The Kenya Revenue Authority (KRA) has uncovered yet another vehicle number plates racket at the Mombasa port where hundreds of imported vehicles have been cleared without the mandatory National Transport and Safety Authority (NTSA) registration.
“It has come to our attention that the procedure for release of imported motor vehicles has not been implemented by release officers at the port and the CFSs,” Joseph Tonui, an investigations and enforcement manager at KRA, said in a letter to the agency’s port officials on January 25, about ten days after the dusitD2 Hotel attack.
Vehicles imported into the country should automatically be allocated number plates and their details captured by NTSA before they leave the port or container freight stations (CFSs). KRA, however, has since learnt that its employees at CFSs and the Port of Mombasa have been allowing hundreds of vehicles to be released before being registered.
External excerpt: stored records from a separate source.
Issue #211, opened 2019-06-11
Document NaN behaviour in general stats


jeromekelleher:
NaNs are generated when division by zero happens in stats. Documnent this.

petrelharp:
Also make this consistent between C and python. The difficulty is that the `nan`s come from function evaluation, but if the function is never evaluated, it ends up being zero; whereas in python the divisions often come outside this, so even e.g. nodes that are never visited in a `node` statistic can end up with `0/0`.

petrelharp:
I've added a note about this in #221.

petrelharp:
fixed (could maybe be better tho') in cd3023920f0237f1599e15309c3f9cc95896a767

Issue #206, opened 2019-06-11
Node stat definitions for Y and f stats


jeromekelleher:
There are currently no definitions for Node and f stats in the tests. We need these for full testing. See also #204 and #205.

petrelharp:
fixed in cd3023920f0237f1599e15309c3f9cc95896a767

PR #221, opened 2019-06-12
Implement node statistics

### LINKED ISSUE #204: Node stats
Node stats are currently partially implemented in #194. Finish and test.

petrelharp:
There was a minor bug in the set-up. Fixed! :yay:

Closes #204 and #206 but disables a bunch of tests involving messy wf trees for which the python and C versions of node stats don't agree on where NaNs go: see #211.

### DIFF
--- a/c/tskit/trees.c
+++ b/c/tskit/trees.c
@@ -1559,13 +1559,17 @@ tsk_treeseq_node_general_stat(tsk_treeseq_t *self,
 
     /* Set the initial conditions */
     for (j = 0; j < self->num_samples; j++) {
+        // total_weight is used in the next loop
+        weight_u = GET_2D_ROW(sample_weights, state_dim, j);
+        for (k = 0; k < state_dim; k++) {
+            total_weight[k] += weight_u[k];
+        }
+    }
+    for (j = 0; j < self->num_samples; j++) {
         u = self->samples[j];
         state_u = GET_2D_ROW(state, state_dim, u);
         weight_u = GET_2D_ROW(sample_weights, state_dim, j);
         memcpy(state_u, weight_u, state_dim * sizeof(*state_u));
-        for (k = 0; k < state_dim; k++) {
-            total_weight[k] += weight_u[k];
-        }
         ret = update_node_summary(u, result_dim, node_summary, state, state_dim,
             f, f_params, total_weight, polarised);
         if (ret != 0) {
--- a/c/tskit/trees.c
+++ b/c/tskit/trees.c
@@ -1564,12 +1564,12 @@ tsk_treeseq_node_general_stat(tsk_treeseq_t *self,
         for (k = 0; k < state_dim; k++) {
             total_weight[k] += weight_u[k];
         }
-    }
-    for (j = 0; j < self->num_samples; j++) {
         u = self->samples[j];
         state_u = GET_2D_ROW(state, state_dim, u);
         weight_u = GET_2D_ROW(sample_weights, state_dim, j);
         memcpy(state_u, weight_u, state_dim * sizeof(*state_u));
+    }
+    for (u = 0; u < (tsk_id_t) num_nodes; u++) {
         ret = update_node_summary(u, result_dim, node_summary, state, state_dim,
             f, f_params, total_weight, polarised);
         if (ret != 0) {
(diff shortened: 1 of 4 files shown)


c/tskit/trees.c
```diff
@@ -1559,13 +1559,17 @@ tsk_treeseq_node_general_stat(tsk_treeseq_t *self,
 
     /* Set the initial conditions */
     for (j = 0; j < self->num_samples; j++) {
-        u = self->samples[j];
-        state_u = GET_2D_ROW(state, state_dim, u);
+        // total_weight is used in the next loop
         weight_u = GET_2D_ROW(sample_weights, state_dim, j);
-        memcpy(state_u, weight_u, state_dim * sizeof(*state_u));
         for (k = 0; k < state_dim; k++) {
             total_weight[k] += weight_u[k];
```
petrelharp: the problem was that total_weight wasn't done being initialized by the time that update_node_summary was called on some of the nodes. grr!

petrelharp:
The modifications to the general node algorithm are very nice, btw.

python/tests/test_tree_stats.py
```diff
@@ -577,16 +564,19 @@ def test_single_tree(self):
         ts = msprime.simulate(6, random_seed=1)
         self.verify(ts)
 
+    @unittest.skip("inconsistent nan issues")
```
jeromekelleher: Hmm, looks like this is skipping nearly all the tests for every stat now, not just node stats. I guess this is a sign we should resolve the inconsistency before merging?

c/tskit/trees.c
jeromekelleher: Oops, sorry, my bad @petrelharp!

jeromekelleher:
Great that it was such a simple fix @petrelharp, hooray!

This PR is against the Fst branch rather than master though, so possibly the simplest thing to do is close this one and create a new PR against master?

petrelharp:
I merged the Fst branch and changed the base of this one to master. Will still need a rebase. But yes, let's get the `nan`s sorted.

The main question is whether the current C behavior for `nan`s is what we want. Here is what I think is going on: suppose that `f` returns `nan`. (In our current situations, it *always* returns nan because e.g. it divides by `n * (n-1)` and `n=1`; but there could be situations where it only sometimes returns nan.) So, there should be nan's everywhere... but, since we initialize the output to be all zeros, then for instance a window having no sites in it will remain 0 for a site statistic; likewise, a node that is in none of the trees in a window will remain 0.

So, I think the question comes down to what the *default* value should be, and the only two sensible options I can think of are `0` or `nan`.

Which one? Well, we *have* said that we want e.g. invariant sites to have f( ) = 0, so that we can think of site statistics as summing over *all* sites, including the invariant ones. If f() tells us the number of paths of some kind going through a node, then 0 is good. For other situations, it's maybe less good? For instance, the node-f4 statistic tells us how many paths of one kind *minus* how many paths of another kind go through the node. A zero obtained by cancelation is different than "no paths". But what we might really want to know here is how much of each window was the node actually in a tree. That is a quantity we can compute separately (using the function f() that asks if the node is above *any* of the samples or not).

After talking that through, I think the correct default depends on the situation, and no choice we make will be "best" in all situations. And, disambiguating the different cases can I think always be done easily with another statistic.

So: I vote to keep the behavior as-is (default = 0), documenting this and changing the python test functions to mimic it (this just requires moving the normalization inside the loops, I think).  How's that sound, @jeromekelleher?

jeromekelleher:
> So: I vote to keep the behavior as-is (default = 0), documenting this and changing the python test functions to mimic it (this just requires moving the normalization inside the loops, I think). How's that sound, @jeromekelleher?

Yes, agreed. Zero by default is surely the right behaviour in the vast majority of cases, so I think moving the norming within the loops in Python is the way forward.

petrelharp:
Ok, I'll get on this.

jeromekelleher:
Looks like you need to rebase against upstream/master here @petrelharp? You'll need o drop the first commit as this is already in there.

petrelharp:
Ok, I think this is ready to go, assuming the tests pass. :yay:

petrelharp:
o whoops, squashing commits...

jeromekelleher:
It's the "Fst implementation (and doc fixes)" that's causing the problems. If you 'drop' this and keep the other commits, I think it'll work fine.

petrelharp:
ok, for reals now.

jeromekelleher:
Looks ready to merge once CI passes @petrelharp?

petrelharp:
CI compiling is stricter than on my machine for some reason, so I didn't catch those warnings.

jeromekelleher:
This is fantastic, thanks @petrelharp! I'll push out another alpha tomorrow with this code in it.

PR #223, opened 2019-06-12
Merge pull request #1 from tskit-dev/master

brianzhang01:
Update my fork

### DIFF
--- a/.circleci/config.yml
+++ b/.circleci/config.yml
@@ -65,6 +65,7 @@ jobs:
             python setup.py egg_info
             python setup.py bdist_wheel
             pip install dist/*.tar.gz 
+            tskit --help
 
       - run:
           name: Compile C with gcc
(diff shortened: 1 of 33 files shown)


jeromekelleher:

Unregistered vehicles also deny the taxman hundreds of millions of shillings in revenue when they are irregularly diverted into the market without paying taxes.
It was not clear under what circumstances the vehicles were released.
Some dealers have a habit of clearing their cars from the port without registration to exploit the high demand for the latest number plates on the second-hand vehicles market.
Cars with the latest number plates have the highest appeal and usually command higher prices than older registered cars. A dealer can, therefore, keep unregistered cars for months and register them only when a sale has been confirmed, effectively pocketing the "number plate premium".
Such registration, months after the import date, is however irregular and has put the NTSA and KRA under the spotlight.